▽
PR #7239, opened 2023-11-26
Hot Reloading: SelfHosted Componenthot reloading

JoshVanL:
Part of #1172

Adds hot reloading functionality to Daprd, which is gated behind the HotReload preview feature.

If enabled, Daprd in Selfhosted mode will watch for resource updates from watching the resource directory(s). If a resource is detected as changed (spec is different to what is currently loaded), then Dapr will close/create/update the resource.

Supports Component _except_ HTTP middlware which requires further changes to the HTTP server handler machinery. A warning is thrown if hot reloading is enabled and a HTTP middleware is updated.

The hot reloader reconciler is made generic to enable other resource types to be added in future.

---

When running in standalone mode, the disk loader watches the directories passed by --resources-path for updates to yaml files containing Components.

When an event occurs, the reconciler and differ are responsible for determining whether any resources have been created, updated, or deleted, by comparing the local store specs with that of the remote. If any have changed, the resource is closed (if it exists), and then re-initialized (if it exists). A resource will only be closed if it has been deleted, only initialized if it has been created, and closed & initialized if it has been updated.

We consider a resource to have changed generally if anything apart from its Kubernetes metadata or type meta object meta has changed, and therefore needs some kind of reloading.

---

Currently, if a reloading component errors and `spec.ignoreErrors=false` then Daprd will gracefully close, like a component loaded at startup today. It is intended that in future the component will be re-inited on a backoff queue in future in the case of errors, even if `spec.ignoreErros=true`.

HTTP middleware component hot reloading is not supported as it requires further changes to the HTTP server handler machinery, and I didn't want to grow this PR further.

The differ, loader, and reconciler have been made generic so that they can be reused when other resource types (HTTPEndpoint, Subscriptions etc.) can be added to hot reloading in future.

To use the HotReloading feature, which is currently only available as an alpha feature in Selfhosted mode, users need to add the following Configuration to the target Daprd;

```yaml
apiVersion: dapr.io/v1alpha1
kind: Configuration
metadata:
  name: hotreloading
spec:
  features:
  - name: HotReload
    enabled: true
```


pkg/runtime/compstore/crypto.go
```diff
@@ -13,7 +13,9 @@ limitations under the License.
 
 package compstore
 
-import "github.com/dapr/components-contrib/crypto"
+import (
```
daixiang0, line 16: Let's keep it as it was.

pkg/apis/components/v1alpha1/register.go
```diff
@@ -24,8 +24,8 @@ import (
 // SchemeGroupVersion is group version used to register these objects.
 var SchemeGroupVersion = schema.GroupVersion{Group: components.GroupName, Version: "v1alpha1"}
 
-// Kind takes an unqualified kind and returns back a Group qualified GroupKind.
-func Kind(kind string) schema.GroupKind {
+// GroupKind takes an unqualified kind and returns back a Group qualified GroupKind.
+func GroupKindFromKind(kind string) schema.GroupKind {
```
daixiang0, line 28:
```suggestion
func GroupKind(kind string) schema.GroupKind {
```

pkg/apis/httpEndpoint/v1alpha1/register.go
```diff
@@ -24,8 +24,9 @@ import (
 // SchemeGroupVersion is group version used to register these objects.
 var SchemeGroupVersion = schema.GroupVersion{Group: httpendpoint.GroupName, Version: "v1alpha1"}
 
-// Kind takes an unqualified kind and returns back a Group qualified GroupKind.
-func Kind(kind string) schema.GroupKind {
+// GroupKindFromKind takes an unqualified kind and returns back a Group
+// qualified GroupKind.
+func GroupKindFromKind(kind string) schema.GroupKind {
```
daixiang0, line 29: Same as above.

tests/integration/framework/process/logline/logline.go
```diff
@@ -39,6 +39,8 @@ type LogLine struct {
 	stderr            io.Reader
 	stderrExp         io.WriteCloser
 	stderrLinContains map[string]bool
+
+	outCheck chan map[string]bool
```
daixiang0, line 43:
```suggestion
	checkOut chan map[string]bool
```

daixiang0:
@JoshVanL thanks for your great job! 

I see you close two PRs before, which make some conversations missing. Could we make changes as much as possible in one place to avoid reviewers starting over every time?

ping @ItalyPaleAle @mukundansundar @cicoyle

JoshVanL:
> @JoshVanL thanks for your great job!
△
■ **Exercise details**
So that nothing is lost, retype every entry in the listing above exactly.

■ **Answer below**
PR #7239, opened 2023-11-26
Hot Reloading: SelfHosted Componenthot reloading

JoshVanL:
Part of #1172

Adds hot reloading functionality to Daprd, which is gated behind the HotReload preview feature.

If enabled, Daprd in Selfhosted mode will watch for resource updates from watching the resource directory(s). If a resource is detected as changed (spec is different to what is currently loaded), then Dapr will close/create/update the resource.

Supports Component _except_ HTTP middlware which requires further changes to the HTTP server handler machinery. A warning is thrown if hot reloading is enabled and a HTTP middleware is updated.

The hot reloader reconciler is made generic to enable other resource types to be added in future.

---

When running in standalone mode, the disk loader watches the directories passed by --resources-path for updates to yaml files containing Components.

When an event occurs, the reconciler and differ are responsible for determining whether any resources have been created, updated, or deleted, by comparing the local store specs with that of the remote. If any have changed, the resource is closed (if it exists), and then re-initialized (if it exists). A resource will only be closed if it has been deleted, only initialized if it has been created, and closed & initialized if it has been updated.

We consider a resource to have changed generally if anything apart from its Kubernetes metadata or type meta object meta has changed, and therefore needs some kind of reloading.

---

Currently, if a reloading component errors and `spec.ignoreErrors=false` then Daprd will gracefully close, like a component loaded at startup today. It is intended that in future the component will be re-inited on a backoff queue in future in the case of errors, even if `spec.ignoreErros=true`.

HTTP middleware component hot reloading is not supported as it requires further changes to the HTTP server handler machinery, and I didn't want to grow this PR further.

The differ, loader, and reconciler have been made generic so that they can be reused when other resource types (HTTPEndpoint, Subscriptions etc.) can be added to hot reloading in future.

To use the HotReloading feature, which is currently only available as an alpha feature in Selfhosted mode, users need to add the following Configuration to the target Daprd;

```yaml
apiVersion: dapr.io/v1alpha1
kind: Configuration
metadata:
  name: hotreloading
spec:
  features:
  - name: HotReload
    enabled: true
```


pkg/runtime/compstore/crypto.go
```diff
@@ -13,7 +13,9 @@ limitations under the License.
 
 package compstore
 
-import "github.com/dapr/components-contrib/crypto"
+import (
```
daixiang0, line 16: Let's keep it as it was.

pkg/apis/components/v1alpha1/register.go
```diff
@@ -24,8 +24,8 @@ import (
 // SchemeGroupVersion is group version used to register these objects.
 var SchemeGroupVersion = schema.GroupVersion{Group: components.GroupName, Version: "v1alpha1"}
 
-// Kind takes an unqualified kind and returns back a Group qualified GroupKind.
-func Kind(kind string) schema.GroupKind {
+// GroupKind takes an unqualified kind and returns back a Group qualified GroupKind.
+func GroupKindFromKind(kind string) schema.GroupKind {
```
daixiang0, line 28:
```suggestion
func GroupKind(kind string) schema.GroupKind {
```

pkg/apis/httpEndpoint/v1alpha1/register.go
```diff
@@ -24,8 +24,9 @@ import (
 // SchemeGroupVersion is group version used to register these objects.
 var SchemeGroupVersion = schema.GroupVersion{Group: httpendpoint.GroupName, Version: "v1alpha1"}
 
-// Kind takes an unqualified kind and returns back a Group qualified GroupKind.
-func Kind(kind string) schema.GroupKind {
+// GroupKindFromKind takes an unqualified kind and returns back a Group
+// qualified GroupKind.
+func GroupKindFromKind(kind string) schema.GroupKind {
```
daixiang0, line 29: Same as above.

tests/integration/framework/process/logline/logline.go
```diff
@@ -39,6 +39,8 @@ type LogLine struct {
 	stderr            io.Reader
 	stderrExp         io.WriteCloser
 	stderrLinContains map[string]bool
+
+	outCheck chan map[string]bool
```
daixiang0, line 43:
```suggestion
	checkOut chan map[string]bool
```

daixiang0:
@JoshVanL thanks for your great job! 

I see you close two PRs before, which make some conversations missing. Could we make changes as much as possible in one place to avoid reviewers starting over every time?

ping @ItalyPaleAle @mukundansundar @cicoyle

JoshVanL:
> @JoshVanL thanks for your great job!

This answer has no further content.